Loss of protein association causes cardiolipin degradation in Barth syndrome

• Published in: Nature chemical biology Vol. 12; no. 8; pp. 641 - 647
• Main Authors: Xu, Yang, Phoon, Colin K L, Berno, Bob, D'Souza, Kenneth, Hoedt, Esthelle, Zhang, Guoan, Neubert, Thomas A, Epand, Richard M, Ren, Mindong, Schlame, Michael
• Format: Journal Article
• Language: English
• Published: New York Nature Publishing Group US 01.08.2016
• Subjects: 101/58; 13; 631/92/1643; 631/92/287/1192; 64/24; 64/60; 692/699/75; Barth Syndrome - metabolism; Biochemical Engineering; Biochemistry; Bioorganic Chemistry; Cardiolipins - metabolism; Cell Biology; Chemistry; Chemistry/Food Science; Humans
• ISSN: 1552-4450; 1552-4469; 1552-4469
• DOI: 10.1038/nchembio.2113

Monolyso-cardiolipin (MLCL) accumulates in individuals with Barth syndrome, but this can be mitigated by stabilization of cardiolipin from metabolism to MLCL via assembly into supercomplexes of oxidative phosphorylation proteins.

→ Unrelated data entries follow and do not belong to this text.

PR #443, opened 2025-06-28
krr-enforcer: Support envFrom in helm values

k0da:
For the cases like:
```ENV var replacement ROBUSTA_UI_TOKEN  does not exist for param: {{ env.ROBUSTA_UI_TOKEN }}```
Robusta runner sources Token via secret and refers it through envFrom. In order to inforcer
re-use secret, this commit adds envFrom support.

For example:
```
envFrom:
  - secretRef: name: robusta-runner-secret optional: true
```

### DIFF
--- a/helm/krr-enforcer/templates/enforcer.yaml
+++ b/helm/krr-enforcer/templates/enforcer.yaml
@@ -111,6 +111,10 @@ spec:
               memory: {{ .Values.resources.limits.memory }}
               {{- end }}
             {{- end }}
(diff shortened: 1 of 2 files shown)

### CODE REVIEW

**Comment by k0da** [comment]
@arikalon1 suggested alternative way using existing codebase:
```yaml
additionalEnvVars:
  - name: ROBUSTA_UI_TOKEN
    valueFrom:
      secretKeyRef:
        name: "my-secret"
        key: uiToken
```

Feel free to close.

PR #160, opened 2023-05-11
RRBaseRobot AngularVel in Degree

Tadinu:
* ROS twist msg's angular is in `rad` as SI unit https://www.ros.org/reps/rep-0103.html#units
* UE angular vel has been in `deg` to be consistent with `FRotator`, which is in `deg`
-> Conversion is done [here](https://github.com/rapyuta-robotics/RapyutaSimulationPlugins/blob/devel/Source/RapyutaSimulationPlugins/Private/Robots/RRRobotROS2Interface.cpp#L301) as receiving Twist msg
This PRs set `ARRBaseRobot/URobotVehicleMovementComponent`'s AngularVelocity to Degree for clarity in its usage

NOTE:
In DifferentialDriveComponent/RobotVehicleMovementComponent's UpdateMovement(), which is called per tick, `DegreesToRadians(AngularVel.Yaw)` is now needed for the calculation.
-> This could be avoided by using a local member `AngularVelRad`, however it could also cause a bit more overheads on maintenance, which is left to be considered.

### DIFF
--- a/Source/RapyutaSimulationPlugins/Private/Core/RRNetworkPlayerController.cpp
+++ b/Source/RapyutaSimulationPlugins/Private/Core/RRNetworkPlayerController.cpp
@@ -215,7 +215,7 @@ void ARRNetworkPlayerController::ServerSetLinearVel_Implementation(ARRBaseRobot*
 void ARRNetworkPlayerController::ServerSetAngularVel_Implementation(ARRBaseRobot* InServerRobot,
                                                                     float InClientTimeStamp,
                                                                     const FRotator& InClientRobotRotation,
-                                                                    const FRotator& InAngularVel)
+                                                                    const FVector& InAngularVel)
 {
 #if RAPYUTA_SIM_DEBUG
     UE_LOG_WITH_INFO_NAMED(
@@ -225,7 +225,8 @@ void ARRNetworkPlayerController::ServerSetAngularVel_Implementation(ARRBaseRobot
     if (robot)
     {
         float serverCurrentTime = UGameplayStatics::GetRealTimeSeconds(GetWorld());
-        robot->SetActorRotation(InClientRobotRotation + InAngularVel * (serverCurrentTime - InClientTimeStamp));
+        robot->SetActorRotation(InClientRobotRotation +
+                                FRotator::MakeFromEuler(InAngularVel) * (serverCurrentTime - InClientTimeStamp));
         //NOTE: Don't use ARRBaseRobot::SetAngularVel() here, which is only for client
         robot->TargetAngularVel = InAngularVel;
     }
--- a/Source/RapyutaSimulationPlugins/Private/Core/RRNetworkPlayerController.cpp
+++ b/Source/RapyutaSimulationPlugins/Private/Core/RRNetworkPlayerController.cpp
@@ -17,7 +17,6 @@
 #include "Core/RRCoreUtils.h"
 #include "Core/RRUObjectUtils.h"
 #include "Robots/RRBaseRobot.h"
-#include "Robots/RRBaseRobot.h"
 #include "Robots/RRRobotROS2Interface.h"
 #include "Tools/RRROS2SimulationStateClient.h"
 #include "Tools/SimulationState.h"
@@ -216,7 +215,7 @@ void ARRNetworkPlayerController::ServerSetLinearVel_Implementation(ARRBaseRobot*
 void ARRNetworkPlayerController::ServerSetAngularVel_Implementation(ARRBaseRobot* InServerRobot,
                                                                     float InClientTimeStamp,
                                                                     const FRotator& InClientRobotRotation,
-                                                                    const FVector& InAngularVel)
+                                                                    const FRotator& InAngularVel)
 {
 #if RAPYUTA_SIM_DEBUG
     UE_LOG_WITH_INFO_NAMED(
@@ -226,7 +225,7 @@ void ARRNetworkPlayerController::ServerSetAngularVel_Implementation(ARRBaseRobot
     if (robot)
     {
         float serverCurrentTime = UGameplayStatics::GetRealTimeSeconds(GetWorld());
-        robot->SetActorRotation(InClientRobotRotation + InAngularVel.Rotation() * (serverCurrentTime - InClientTimeStamp));
+        robot->SetActorRotation(InClientRobotRotation + InAngularVel * (serverCurrentTime - InClientTimeStamp));
         //NOTE: Don't use ARRBaseRobot::SetAngularVel() here, which is only for client
         robot->TargetAngularVel = InAngularVel;
     }
--- a/Source/RapyutaSimulationPlugins/Private/Robots/RRRobotROS2Interface.cpp
+++ b/Source/RapyutaSimulationPlugins/Private/Robots/RRRobotROS2Interface.cpp
@@ -298,7 +298,7 @@ void URRRobotROS2Interface::MovementCallback(const UROS2GenericMsg* Msg)
         FROSTwist twist;
         twistMsg->GetMsg(twist);
         const FVector linear(URRConversionUtils::VectorROSToUE(twist.Linear));
-        const FVector angular(FMath::RadiansToDegrees(URRConversionUtils::RotationROSToUE(twist.Angular)));
+        const FRotator angular(URRConversionUtils::RotationROSToUE(twist.Angular));
 
         // (Note) In this callback, which could be invoked from a ROS working thread,
         // thus any direct referencing to its member in this GameThread lambda needs to be verified.
--- a/Source/RapyutaSimulationPlugins/Private/Robots/RRRobotROS2Interface.cpp
+++ b/Source/RapyutaSimulationPlugins/Private/Robots/RRRobotROS2Interface.cpp
@@ -297,8 +297,8 @@ void URRRobotROS2Interface::MovementCallback(const UROS2GenericMsg* Msg)
         // probably should not stay in msg though
         FROSTwist twist;
         twistMsg->GetMsg(twist);
-        const FVector linear(URRConversionUtils::VectorROSToUE(twist.Linear));
-        const FRotator angular(URRConversionUtils::RotationROSToUE(twist.Angular));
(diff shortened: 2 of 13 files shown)


Source/RapyutaSimulationPlugins/Public/Core/RRConversionUtils.h
```diff
@@ -152,15 +152,29 @@ class URRConversionUtils : public UBlueprintFunctionLibrary
...
     }
 
+    /**
+     * @brief Convert ROS Rotation Euler (rad) to UE Vector retaining unit as [rad]
+     * @param Input
+     * @return FVector
+     */
     UFUNCTION(BlueprintCallable, Category = "Conversion")
-    static FVector RotationROSToUE(const FVector& Input)
+    static FVector RotationROSToUEVector(const FVector& Input)
```
yuokamoto: Based on the naming convention, i.e. ROSToUE does orieantation and unit conversion, it is better to rad to degree here

yuokamoto:
- I don't think using Rotator is making sense since Rotator is designed to limit the value to [0, 360]. 
https://docs.unrealengine.com/4.27/en-US/BuildingWorlds/LevelEditor/Details/Properties/VectorAndRotator/
- UE API also uses angular velocity as FVector https://docs.unrealengine.com/4.27/en-US/API/Runtime/Engine/Components/UPrimitiveComponent/GetPhysicsAngularVelocity/

Source/RapyutaSimulationPlugins/Public/Core/RRConversionUtils.h
Tadinu: So we actually use it also for Odom msg conversion [here](https://github.com/rapyuta-robotics/RapyutaSimulationPlugins/blob/devel/Source/RapyutaSimulationPlugins/Public/Core/RRConversionUtils.h#L117), where no rad<->deg should happen.
I added a param for conversion up to the caller.

Tadinu:
ah right I forgot about it, though it's not done automatically in FRotator ctor but its operation like `Equals` does normalize, so I reverted back to Vector.

Source/RapyutaSimulationPlugins/Private/Core/RRNetworkPlayerController.cpp
```diff
@@ -226,7 +225,8 @@ void ARRNetworkPlayerController::ServerSetAngularVel_Implementation(ARRBaseRobot
     if (robot)
     {
         float serverCurrentTime = UGameplayStatics::GetRealTimeSeconds(GetWorld());
-        robot->SetActorRotation(InClientRobotRotation + InAngularVel.Rotation() * (serverCurrentTime - InClientTimeStamp));
+        robot->SetActorRotation(InClientRobotRotation +
```
yuokamoto, line 228: what is the difference between 
InAngularVel.Rotation() and FRotator::MakeFromEuler(InAngularVel)

Source/RapyutaSimulationPlugins/Private/Robots/RRRobotROS2Interface.cpp
```diff
@@ -297,8 +297,8 @@ void URRRobotROS2Interface::MovementCallback(const UROS2GenericMsg* Msg)
         // probably should not stay in msg though
         FROSTwist twist;
         twistMsg->GetMsg(twist);
```
yuokamoto, line 299: what is the difference between these two initialization?

Source/RapyutaSimulationPlugins/Public/Drives/DifferentialDriveComponent.h
```diff
@@ -104,13 +105,17 @@ class RAPYUTASIMULATIONPLUGINS_API UDifferentialDriveComponent : public URobotVe
     float MaxForce = 1000.f;
 
 protected:
+    //! [cm]
     UPROPERTY()
     float WheelPerimeter = 6.28f;
 
+    //! [rad]
```
yuokamoto: cm

Source/RapyutaSimulationPlugins/Public/Drives/DifferentialDriveComponent.h
```diff
@@ -104,13 +105,17 @@ class RAPYUTASIMULATIONPLUGINS_API UDifferentialDriveComponent : public URobotVe
...
 
 protected:
+    //! [cm]
     UPROPERTY()
     float WheelPerimeter = 6.28f;
 
+    //! [rad]
     UPROPERTY()
     float PoseEncoderX = 0.f;
+    //! [rad]
```
yuokamoto: cm

Source/RapyutaSimulationPlugins/Public/Drives/DifferentialDriveComponent.h
```diff
@@ -104,13 +105,17 @@ class RAPYUTASIMULATIONPLUGINS_API UDifferentialDriveComponent : public URobotVe
...
     UPROPERTY()
     float PoseEncoderY = 0.f;
+    //! [rad]
```
yuokamoto, line 118: degree

Source/RapyutaSimulationPlugins/Public/Core/RRConversionUtils.h
yuokamoto: not 100% sure but it seems bug and OdomROSToUE should return rad since OdomData in ROS is radian.

yuokamoto:
Thanks for your PR. it seems there are many places that uses degree mistakenly instead of radian. hope this will improve navigation behaviour.(I don't know why nav kind of work with those bug... feedback control maybe robust enough)

Source/RapyutaSimulationPlugins/Private/Core/RRNetworkPlayerController.cpp
Tadinu: So `InAngularVel.Rotation()` calls into [ToOrientationRotator(),](https://github.com/EpicGames/UnrealEngine/blob/release/Engine/Source/Runtime/Core/Private/Math/UnrealMath.cpp#LL199C45-L199C65) but here we would just want the delta rotation I suppose.
Might you help confirm? @larryng-rapyuta

Source/RapyutaSimulationPlugins/Private/Robots/RRRobotROS2Interface.cpp
Tadinu: No difference actually, both calling the copy constructor, it's just easier to read with `=`
https://www.geeksforgeeks.org/copy-constructor-vs-assignment-operator-in-c/#:~:text=copy%20constructor%2C-,same,-as%20Test%20t3

Source/RapyutaSimulationPlugins/Public/Drives/DifferentialDriveComponent.h
Tadinu: As in the comment here, it is meant to be used directly for `cos()/sin()` & `FQuat` so should be rad?
https://github.com/rapyuta-robotics/RapyutaSimulationPlugins/blob/devel/Source/RapyutaSimulationPlugins/Private/Drives/DifferentialDriveComponent.cpp#L113
https://github.com/rapyuta-robotics/RapyutaSimulationPlugins/blob/devel/Source/RapyutaSimulationPlugins/Private/Drives/DifferentialDriveComponent.cpp#L124

Tadinu:
Ah previously, we didn't convert rad->deg as in `URRRobotROS2Interface::MovementCallback()` and thus use `AngularVel` as in Rad directly to calculate differential vels.
Recently we have that angular interpolation with angular vel set directly in deg, so it would cause impact if used together in normal mode I suppose.

yuokamoto:
> Ah previously, we didn't convert rad->deg as in `URRRobotROS2Interface::MovementCallback()` and thus use `AngularVel` as in Rad directly to calculate differential vels. Recently we have that angular interpolation with angular vel set directly in deg, so it would cause impact if used together in normal mode I suppose.

it was converted here https://github.com/rapyuta-robotics/RapyutaSimulationPlugins/blob/fc446e3a2131f20480c5735ec0d3da9c045427b5/Source/RapyutaSimulationPlugins/Private/Robots/RRRobotROS2Interface.cpp#L301

Tadinu:
Yeap the conversion was actually just added in the previous PR

Source/RapyutaSimulationPlugins/Public/Drives/DifferentialDriveComponent.h
yuokamoto: hmm I see. I thought it is better to variable in cm and deg as much as possible but in this case we can keep this rad. it maybe better to rename as PoseEncoderThetaRad to clarify

yuokamoto (approved):

larryng-rapyuta (approved):

Source/RapyutaSimulationPlugins/Public/Core/RRConversionUtils.h
```diff
@@ -119,13 +119,14 @@ class URRConversionUtils : public UBlueprintFunctionLibrary
         Output.Pose.Pose.Orientation = QuatUEToROS(Output.Pose.Pose.Orientation);
 
         Output.Twist.Twist.Linear = VectorUEToROS(Output.Twist.Twist.Linear);
-        Output.Twist.Twist.Angular = RotationUEToROS(Output.Twist.Twist.Angular, false);
+        Output.Twist.Twist.Angular = RotationUEVectorToROS(Output.Twist.Twist.Angular);
```
Tadinu, line 122: @yuokamoto  `FROSTwist` looks still in SI unit, and also is `FROSOdom` for consistency probably, since we don't do conversion here.
https://github.com/rapyuta-robotics/rclUE/blob/devel/Source/rclUE/Public/Msgs/ROS2Twist.h#L37
So should be no conversion here I suppose.

Tadinu, line 122: @yuokamoto Might need to update also `Angular` here to `degree`
https://github.com/rapyuta-robotics/RapyutaSimulationPlugins/blob/devel/Source/RapyutaSimulationPlugins/Private/Sensors/RRBaseOdomComponent.cpp#L127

This process was found to be defective in subjects with Barth syndrome. Cardiolipin is a specific mitochondrial phospholipid that has a high affinity for proteins and that stabilizes the assembly of supercomplexes involved in oxidative phosphorylation. We found that sequestration of cardiolipin in protein complexes is critical to protect it from degradation. The turnover of cardiolipin is slower by almost an order of magnitude than the turnover of other phospholipids. However, in subjects with Barth syndrome, cardiolipin is rapidly degraded via the intermediate monolyso-cardiolipin. Treatments that induce supercomplex assembly decrease the turnover of cardiolipin and the concentration of monolyso-cardiolipin, whereas dissociation of supercomplexes has the opposite effect. Our data suggest that cardiolipin is uniquely protected from normal lipid turnover by its association with proteins, but this association is compromised in subjects with Barth syndrome, leading cardiolipin to become unstable, which in turn causes the accumulation of monolyso-cardiolipin.